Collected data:
•••
Issue #4748, opened 2021-09-14
Fix SNYK-JS-ANSIREGEX-1583908 and move to ESM


rafaelmaeuer:
**Is your feature request related to a problem or a nice-to-have?? Please describe.**

As of https://snyk.io/vuln/SNYK-JS-ANSIREGEX-1583908 my investigations lead to **mocha** referencing the vulnerability by peer dependencies of `"wide-align": "v1.1.3"` -> `"string-width": "^1.0.2 || 2"` -> `"strip-ansi": "^4.0.0"` -> `"ansi-regex": "^3.0.0"`.

**Describe the solution you'd like**

Forcing @iarna to accept https://github.com/iarna/wide-align/pull/57 from @jimmywarting will update `"string-width": "^5.0.1"` resulting in a fix of https://snyk.io/vuln/SNYK-JS-ANSIREGEX-1583908 with peer-dependencies `"strip-ansi": "^7.0.1"` -> `"ansi-regex": "^6.0.1"`. It will require some changes towards ESM on mocha-side too: https://github.com/mochajs/mocha/blob/27bfc7425fed7a9a9cadb6dabc536a0bd32abd7a/lib/cli/one-and-dones.js#L11

**Describe alternatives you've considered**

Alternatively the use of @jimmywarting branch https://github.com/jimmywarting/wide-align/tree/esm as dependency, or investigation of a replacement for `string-width` are thinkable.

juergba:
We get issues like this one on regular basis.
- please add a PoC explaining how this ReDoS is supposed to affect Mocha. Is there a masked tester attacking himself? How will he/she accomplish this attack? Which server/services are endangered?
- `[...] move to ESM`: no, we won't move to ESM for now. Certainly not based on a security message like this.

jimmywarting:
I have used a simpler variant in one other project of mine (not that it dose not take into consideration the string width)
```js
export function alignLeft(str, width) {
    return String(str).slice(0, width).padEnd(width)
}
export function alignRight(str, width) {
    return String(str).slice(0, width).padStart(width)
}
export function alignCenter(str, width) {
    const internalString = String(str)
    const leftPadding = Math.floor((width - internalString.length) / 2) + internalString.length
    return internalString.padStart(leftPadding).padEnd(width).slice(0, width)
}
```

jimmywarting:
honestly, now when i looked at what you used `wide-align` for in the one-and-done (which is the only place) 
where it only use align left and dumps something out in the console.log
[...]

PR #4754, opened 2021-09-23
Remove dependency 'wide-align'

juergba:
### Description

see https://github.com/mochajs/mocha/issues/4748#issuecomment-919461985 @jimmywarting

- remove dependency _wide-align_
- use `String.prototype.padEnd()` instead
- rebuild `package-lock.json`


jimmywarting (approved):
Lgtm :+1:

PR #4757, opened 2021-09-27
deps: replace node-canvas with image-size

outsideris:
### Description of the Change
We're using `node-canvas` only for getting dimensions from supporters' images.
`node-canvas` is too heavy for our purpose and it requires node-gyp build. 
So, I replace it with [image-size](https://www.npmjs.com/package/image-size). 

In my M1 MacBook, `canvas` is 8.6M and `image-size` is 192K.

Anyway, assetgraph uses node-canvas in their dependencies. So, this PR doesn't remove node-canvas from mocha at all.


juergba:
> Anyway, assetgraph uses node-canvas in their dependencies. So, this PR doesn't remove node-canvas from mocha at all.

So we have now one additional devDependency and are downloading more data than before, right? Does this make sense? We are not saving anything.

Something is weird with `package-lock.json`. Are you using npm v7? We are still on npm6 which is the latest LTS version.

outsideris:
> So we have now one additional devDependency and are downloading more data than before, right? Does this make sense? We are not saving anything.

We can't manage asssetgraph's deps. That's why we specify `canvas` in our `package.json`. 
I think we should manage our own dependency differently from theirs.

We can't keep to match versions of both our `canvas` and assetgraph's `canvas'. If one update `canvas` to new version, we will download two versions of `canvas`.  Doesn't make sense? 

> Something is weird with package-lock.json. 

What is weird? I'm using npm v7. I can update the `package-lock.json` with npm v6, but we should support npm v7 because the new LTS of Node will release in a month.

juergba:
We already had depended on `image-size` in the past which was swapped out in favour of `canvas`, see #4357.
I don't see any reason to revert this switch. Currently there is only one version of `canvas`, npm removes the double copy.

IMO this PR has no benefit. We could remove `canvas` from our direct devDependency and completely rely on `assetgraph-sprite`. There is no risk since we only use `canvas` for generating sprite images which we accomplish with mentioned `assetgraph-sprite`.

outsideris:
Agreed. I forgot #4357 .

juergba:
You could migrate our `package-lock.json` to nmp v7.
If yes, please also adapt our docs for contribution, publishing, ... else?
If we go now with nmp v7, every contributor should use it without switching back and forth v6 <-> v7.

outsideris:
I don't know compatibility issues between npm v6 and v7 in detail. And there is npm v8 now. 
I will check it.

PR #4769, opened 2021-10-14
Browser: improve 'bdd' import for bundlers

### LINKED ISSUE #4763: Unable to import mocha API functions from 'mocha'
### Prerequisites

### Description

It is no longer possible to do ES6 style imports from mocha. e.g.

```js
import { beforeEach, afterEach } from 'mocha';
```

```js
import { describe, it } from 'mocha';
```

### Steps to Reproduce

Write a test like
```js
import { describe, it } from 'mocha';

describe('A test', function () {
  it('should thing', function () {
  });
});
```

**Expected behavior:**

This test runs and passes

**Actual behavior:** 

Something like

```
TypeError: (0 , mocha__WEBPACK_IMPORTED_MODULE_2__.describe) is not a function
```

(In this case webpack is the bundler)

**Reproduces how often:**

100%

### Versions

I believe this was introduced by this PR: https://github.com/mochajs/mocha/pull/4746 and released as version 9.1.2

### Additional info

I agree with the general goal in the PR: to stop polluting the `mocha` module with the contents of `global`; but it throws the baby out with the bathwater because this was previously how you could write self-documenting import statements which keeps linters happy. `eslint:recommended` contains `no-undef` so if you are writing your tests in modules and bundling them together, you are now in a pickle.

juergba:
### Description

History: #4746

Above PR proved to be too restrictive as it's no longer possible to do ES6 style `import { describe, it } from 'mocha'` while using bundlers.

### Description of the Change

_browser-entry.js_: push all `bdd` functions from `global` to `mocha`.

We have conflicts between `global.setup` (`tdd` version of `beforeEach` hook) and `mocha.setup`(browser setup), and therefore we don't copy the `tdd` functions to `mocha`. The `tdd` interface has never/won't be available for ES6 style import. 

At the time of copying the `bdd` functions are undefined, nevertheless bundlers seem to rely on those lines. The exact logic remained unclear to me.

### Applicable issues

closes #4763

### DIFF
--- a/browser-entry.js
+++ b/browser-entry.js
@@ -209,8 +209,18 @@ Mocha.process = process;
 /**
  * Expose mocha.
  */
-
 global.Mocha = Mocha;
 global.mocha = mocha;
+
+// for bundlers: enable `import {describe, it} from 'mocha'`
+// `bdd` interface only
+// prettier-ignore
+[ 
+  'describe', 'context', 'it', 'specify',
+  'xdescribe', 'xcontext', 'xit', 'xspecify',
+  'before', 'beforeEach', 'afterEach', 'after'
+].forEach(function(key) {
+  mocha[key] = global[key];
+});
 
 module.exports = mocha;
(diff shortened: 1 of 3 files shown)


juergba:
> Personally I'm looking forward to the ESM mocha.

Yes, but I'm unsure about the implications, yet.
Will we need globals anymore? I guess no, because a module has its own scope, but Mocha uses globals ever since.
There still remains the conflict on `setup()`, so evtl. we will need `import { describe, it } from 'mocha.bdd'`.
•••
All the data above is to be given again, exactly.

Answer to this task
Issue #4748, opened 2021-09-14
Fix SNYK-JS-ANSIREGEX-1583908 and move to ESM


rafaelmaeuer:
**Is your feature request related to a problem or a nice-to-have?? Please describe.**

As of https://snyk.io/vuln/SNYK-JS-ANSIREGEX-1583908 my investigations lead to **mocha** referencing the vulnerability by peer dependencies of `"wide-align": "v1.1.3"` -> `"string-width": "^1.0.2 || 2"` -> `"strip-ansi": "^4.0.0"` -> `"ansi-regex": "^3.0.0"`.

**Describe the solution you'd like**

Forcing @iarna to accept https://github.com/iarna/wide-align/pull/57 from @jimmywarting will update `"string-width": "^5.0.1"` resulting in a fix of https://snyk.io/vuln/SNYK-JS-ANSIREGEX-1583908 with peer-dependencies `"strip-ansi": "^7.0.1"` -> `"ansi-regex": "^6.0.1"`. It will require some changes towards ESM on mocha-side too: https://github.com/mochajs/mocha/blob/27bfc7425fed7a9a9cadb6dabc536a0bd32abd7a/lib/cli/one-and-dones.js#L11

**Describe alternatives you've considered**

Alternatively the use of @jimmywarting branch https://github.com/jimmywarting/wide-align/tree/esm as dependency, or investigation of a replacement for `string-width` are thinkable.

juergba:
We get issues like this one on regular basis.
- please add a PoC explaining how this ReDoS is supposed to affect Mocha. Is there a masked tester attacking himself? How will he/she accomplish this attack? Which server/services are endangered?
- `[...] move to ESM`: no, we won't move to ESM for now. Certainly not based on a security message like this.

jimmywarting:
I have used a simpler variant in one other project of mine (not that it dose not take into consideration the string width)
```js
export function alignLeft(str, width) {
    return String(str).slice(0, width).padEnd(width)
}
export function alignRight(str, width) {
    return String(str).slice(0, width).padStart(width)
}
export function alignCenter(str, width) {
    const internalString = String(str)
    const leftPadding = Math.floor((width - internalString.length) / 2) + internalString.length
    return internalString.padStart(leftPadding).padEnd(width).slice(0, width)
}
```

jimmywarting:
honestly, now when i looked at what you used `wide-align` for in the one-and-done (which is the only place) 
where it only use align left and dumps something out in the console.log
[...]

PR #4754, opened 2021-09-23
Remove dependency 'wide-align'

juergba:
### Description

see https://github.com/mochajs/mocha/issues/4748#issuecomment-919461985 @jimmywarting

- remove dependency _wide-align_
- use `String.prototype.padEnd()` instead
- rebuild `package-lock.json`


jimmywarting (approved):
Lgtm :+1:

PR #4757, opened 2021-09-27
deps: replace node-canvas with image-size

outsideris:
### Description of the Change
We're using `node-canvas` only for getting dimensions from supporters' images.
`node-canvas` is too heavy for our purpose and it requires node-gyp build. 
So, I replace it with [image-size](https://www.npmjs.com/package/image-size). 

In my M1 MacBook, `canvas` is 8.6M and `image-size` is 192K.

Anyway, assetgraph uses node-canvas in their dependencies. So, this PR doesn't remove node-canvas from mocha at all.


juergba:
> Anyway, assetgraph uses node-canvas in their dependencies. So, this PR doesn't remove node-canvas from mocha at all.

So we have now one additional devDependency and are downloading more data than before, right? Does this make sense? We are not saving anything.

Something is weird with `package-lock.json`. Are you using npm v7? We are still on npm6 which is the latest LTS version.

outsideris:
> So we have now one additional devDependency and are downloading more data than before, right? Does this make sense? We are not saving anything.

We can't manage asssetgraph's deps. That's why we specify `canvas` in our `package.json`. 
I think we should manage our own dependency differently from theirs.

We can't keep to match versions of both our `canvas` and assetgraph's `canvas'. If one update `canvas` to new version, we will download two versions of `canvas`.  Doesn't make sense? 

> Something is weird with package-lock.json. 

What is weird? I'm using npm v7. I can update the `package-lock.json` with npm v6, but we should support npm v7 because the new LTS of Node will release in a month.

juergba:
We already had depended on `image-size` in the past which was swapped out in favour of `canvas`, see #4357.
I don't see any reason to revert this switch. Currently there is only one version of `canvas`, npm removes the double copy.

IMO this PR has no benefit. We could remove `canvas` from our direct devDependency and completely rely on `assetgraph-sprite`. There is no risk since we only use `canvas` for generating sprite images which we accomplish with mentioned `assetgraph-sprite`.

outsideris:
Agreed. I forgot #4357 .

juergba:
You could migrate our `package-lock.json` to nmp v7.
If yes, please also adapt our docs for contribution, publishing, ... else?
If we go now with nmp v7, every contributor should use it without switching back and forth v6 <-> v7.

outsideris:
I don't know compatibility issues between npm v6 and v7 in detail. And there is npm v8 now. 
I will check it.

PR #4769, opened 2021-10-14
Browser: improve 'bdd' import for bundlers

### LINKED ISSUE #4763: Unable to import mocha API functions from 'mocha'
### Prerequisites

### Description

It is no longer possible to do ES6 style imports from mocha. e.g.

```js
import { beforeEach, afterEach } from 'mocha';
```

```js
import { describe, it } from 'mocha';
```

### Steps to Reproduce

Write a test like
```js
import { describe, it } from 'mocha';

describe('A test', function () {
  it('should thing', function () {
  });
});
```

**Expected behavior:**

This test runs and passes

**Actual behavior:** 

Something like

```
TypeError: (0 , mocha__WEBPACK_IMPORTED_MODULE_2__.describe) is not a function
```

(In this case webpack is the bundler)

**Reproduces how often:**

100%

### Versions

I believe this was introduced by this PR: https://github.com/mochajs/mocha/pull/4746 and released as version 9.1.2

### Additional info

I agree with the general goal in the PR: to stop polluting the `mocha` module with the contents of `global`; but it throws the baby out with the bathwater because this was previously how you could write self-documenting import statements which keeps linters happy. `eslint:recommended` contains `no-undef` so if you are writing your tests in modules and bundling them together, you are now in a pickle.

juergba:
### Description

History: #4746

Above PR proved to be too restrictive as it's no longer possible to do ES6 style `import { describe, it } from 'mocha'` while using bundlers.

### Description of the Change

_browser-entry.js_: push all `bdd` functions from `global` to `mocha`.

We have conflicts between `global.setup` (`tdd` version of `beforeEach` hook) and `mocha.setup`(browser setup), and therefore we don't copy the `tdd` functions to `mocha`. The `tdd` interface has never/won't be available for ES6 style import. 

At the time of copying the `bdd` functions are undefined, nevertheless bundlers seem to rely on those lines. The exact logic remained unclear to me.

### Applicable issues

closes #4763

### DIFF
--- a/browser-entry.js
+++ b/browser-entry.js
@@ -209,8 +209,18 @@ Mocha.process = process;
 /**
  * Expose mocha.
  */
-
 global.Mocha = Mocha;
 global.mocha = mocha;
+
+// for bundlers: enable `import {describe, it} from 'mocha'`
+// `bdd` interface only
+// prettier-ignore
+[ 
+  'describe', 'context', 'it', 'specify',
+  'xdescribe', 'xcontext', 'xit', 'xspecify',
+  'before', 'beforeEach', 'afterEach', 'after'
+].forEach(function(key) {
+  mocha[key] = global[key];
+});
 
 module.exports = mocha;
(diff shortened: 1 of 3 files shown)


juergba:
> Personally I'm looking forward to the ESM mocha.

Yes, but I'm unsure about the implications, yet.
Will we need globals anymore? I guess no, because a module has its own scope, but Mocha uses globals ever since.
There still remains the conflict on `setup()`, so evtl. we will need `import { describe, it } from 'mocha.bdd'`.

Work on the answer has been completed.